What this task involves:
Every line of the data that contains the string "opened" must be copied.

(Data excerpts)

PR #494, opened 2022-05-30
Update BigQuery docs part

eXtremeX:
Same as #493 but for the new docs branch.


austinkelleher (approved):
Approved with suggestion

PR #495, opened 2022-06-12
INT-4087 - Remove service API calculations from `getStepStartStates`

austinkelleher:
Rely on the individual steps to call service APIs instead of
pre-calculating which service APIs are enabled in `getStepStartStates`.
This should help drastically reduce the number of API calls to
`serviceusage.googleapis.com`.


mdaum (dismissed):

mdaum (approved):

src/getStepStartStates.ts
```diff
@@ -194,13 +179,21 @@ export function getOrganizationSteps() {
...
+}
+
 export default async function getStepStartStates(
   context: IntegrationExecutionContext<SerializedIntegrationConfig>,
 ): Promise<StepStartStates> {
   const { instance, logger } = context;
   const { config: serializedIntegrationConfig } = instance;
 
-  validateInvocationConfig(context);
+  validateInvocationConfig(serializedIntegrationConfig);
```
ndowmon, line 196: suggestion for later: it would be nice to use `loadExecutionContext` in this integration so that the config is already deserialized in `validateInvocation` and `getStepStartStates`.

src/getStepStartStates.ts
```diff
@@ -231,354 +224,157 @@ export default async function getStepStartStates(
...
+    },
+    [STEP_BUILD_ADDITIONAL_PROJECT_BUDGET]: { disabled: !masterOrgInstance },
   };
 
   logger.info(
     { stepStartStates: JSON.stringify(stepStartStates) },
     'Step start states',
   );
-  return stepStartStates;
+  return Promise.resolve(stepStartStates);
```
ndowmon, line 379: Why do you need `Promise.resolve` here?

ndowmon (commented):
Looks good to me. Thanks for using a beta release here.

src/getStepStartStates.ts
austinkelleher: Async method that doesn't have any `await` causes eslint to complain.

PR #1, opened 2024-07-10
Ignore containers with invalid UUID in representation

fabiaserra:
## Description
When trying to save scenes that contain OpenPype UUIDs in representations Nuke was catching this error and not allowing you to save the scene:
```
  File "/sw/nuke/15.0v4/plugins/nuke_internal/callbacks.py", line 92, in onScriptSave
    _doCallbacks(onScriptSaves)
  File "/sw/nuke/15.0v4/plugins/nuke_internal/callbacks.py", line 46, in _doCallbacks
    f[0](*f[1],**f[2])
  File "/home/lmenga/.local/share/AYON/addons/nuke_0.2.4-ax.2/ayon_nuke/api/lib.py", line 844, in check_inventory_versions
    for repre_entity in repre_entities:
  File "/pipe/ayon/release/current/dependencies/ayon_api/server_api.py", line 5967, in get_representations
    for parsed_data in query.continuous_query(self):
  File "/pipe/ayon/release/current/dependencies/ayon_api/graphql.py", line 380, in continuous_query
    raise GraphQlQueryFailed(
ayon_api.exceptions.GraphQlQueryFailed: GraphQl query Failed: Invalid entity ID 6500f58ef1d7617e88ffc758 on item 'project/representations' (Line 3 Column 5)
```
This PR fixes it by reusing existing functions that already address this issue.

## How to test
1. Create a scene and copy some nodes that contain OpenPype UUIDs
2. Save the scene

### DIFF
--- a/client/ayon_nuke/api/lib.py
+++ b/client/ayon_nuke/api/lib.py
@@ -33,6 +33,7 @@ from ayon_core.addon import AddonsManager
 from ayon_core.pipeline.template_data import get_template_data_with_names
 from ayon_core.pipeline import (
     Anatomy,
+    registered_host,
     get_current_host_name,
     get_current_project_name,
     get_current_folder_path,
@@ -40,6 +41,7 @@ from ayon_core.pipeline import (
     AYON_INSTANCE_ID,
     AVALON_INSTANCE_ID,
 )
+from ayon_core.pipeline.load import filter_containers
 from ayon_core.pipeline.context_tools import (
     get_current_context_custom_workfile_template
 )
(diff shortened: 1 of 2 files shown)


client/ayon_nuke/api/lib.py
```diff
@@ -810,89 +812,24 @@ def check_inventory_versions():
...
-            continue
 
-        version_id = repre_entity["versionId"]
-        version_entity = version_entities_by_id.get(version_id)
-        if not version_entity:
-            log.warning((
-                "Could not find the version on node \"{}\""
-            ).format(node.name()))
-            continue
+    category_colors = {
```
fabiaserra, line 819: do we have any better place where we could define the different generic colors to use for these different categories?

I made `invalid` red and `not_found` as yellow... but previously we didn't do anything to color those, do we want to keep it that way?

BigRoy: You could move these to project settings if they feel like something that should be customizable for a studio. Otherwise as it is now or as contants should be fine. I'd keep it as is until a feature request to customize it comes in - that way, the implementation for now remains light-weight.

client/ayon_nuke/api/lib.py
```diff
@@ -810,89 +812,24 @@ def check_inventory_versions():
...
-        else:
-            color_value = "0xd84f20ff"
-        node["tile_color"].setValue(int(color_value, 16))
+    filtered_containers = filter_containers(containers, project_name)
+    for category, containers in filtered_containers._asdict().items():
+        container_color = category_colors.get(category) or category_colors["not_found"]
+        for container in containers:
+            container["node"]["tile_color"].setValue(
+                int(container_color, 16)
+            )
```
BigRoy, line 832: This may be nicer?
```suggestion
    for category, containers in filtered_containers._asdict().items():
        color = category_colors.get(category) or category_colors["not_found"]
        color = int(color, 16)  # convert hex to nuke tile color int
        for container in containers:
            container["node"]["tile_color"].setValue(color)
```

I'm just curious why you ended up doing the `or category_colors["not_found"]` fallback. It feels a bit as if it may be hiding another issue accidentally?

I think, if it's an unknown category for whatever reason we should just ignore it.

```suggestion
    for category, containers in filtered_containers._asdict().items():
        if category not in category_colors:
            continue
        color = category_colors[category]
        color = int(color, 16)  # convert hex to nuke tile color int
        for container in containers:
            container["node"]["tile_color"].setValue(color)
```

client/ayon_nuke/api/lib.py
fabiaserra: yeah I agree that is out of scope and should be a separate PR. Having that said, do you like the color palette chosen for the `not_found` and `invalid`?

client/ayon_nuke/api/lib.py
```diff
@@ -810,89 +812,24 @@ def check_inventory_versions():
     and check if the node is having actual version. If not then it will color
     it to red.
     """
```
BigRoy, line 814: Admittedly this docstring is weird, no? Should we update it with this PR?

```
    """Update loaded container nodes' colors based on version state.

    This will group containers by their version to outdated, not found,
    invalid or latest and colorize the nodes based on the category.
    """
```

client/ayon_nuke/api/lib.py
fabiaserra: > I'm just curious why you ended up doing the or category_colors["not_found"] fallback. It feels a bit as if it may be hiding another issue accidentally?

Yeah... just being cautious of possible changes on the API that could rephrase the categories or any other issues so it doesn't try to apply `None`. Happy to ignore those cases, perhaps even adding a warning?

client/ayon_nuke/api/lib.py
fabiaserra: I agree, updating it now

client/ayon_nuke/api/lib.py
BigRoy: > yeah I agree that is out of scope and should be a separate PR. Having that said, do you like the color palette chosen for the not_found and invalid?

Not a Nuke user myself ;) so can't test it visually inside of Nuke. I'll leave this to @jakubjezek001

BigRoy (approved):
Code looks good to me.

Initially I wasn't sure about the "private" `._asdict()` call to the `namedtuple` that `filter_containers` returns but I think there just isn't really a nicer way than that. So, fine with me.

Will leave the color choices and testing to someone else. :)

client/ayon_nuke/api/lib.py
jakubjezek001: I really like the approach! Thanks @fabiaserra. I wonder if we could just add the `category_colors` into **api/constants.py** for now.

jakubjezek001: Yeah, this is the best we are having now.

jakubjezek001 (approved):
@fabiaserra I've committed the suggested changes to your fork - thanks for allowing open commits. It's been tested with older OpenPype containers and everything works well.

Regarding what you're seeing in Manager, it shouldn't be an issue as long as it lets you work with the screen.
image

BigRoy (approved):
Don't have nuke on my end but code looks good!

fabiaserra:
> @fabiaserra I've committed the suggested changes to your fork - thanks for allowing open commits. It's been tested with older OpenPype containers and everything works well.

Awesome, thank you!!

Written solution:
PR #494, opened 2022-05-30
PR #495, opened 2022-06-12
PR #1, opened 2024-07-10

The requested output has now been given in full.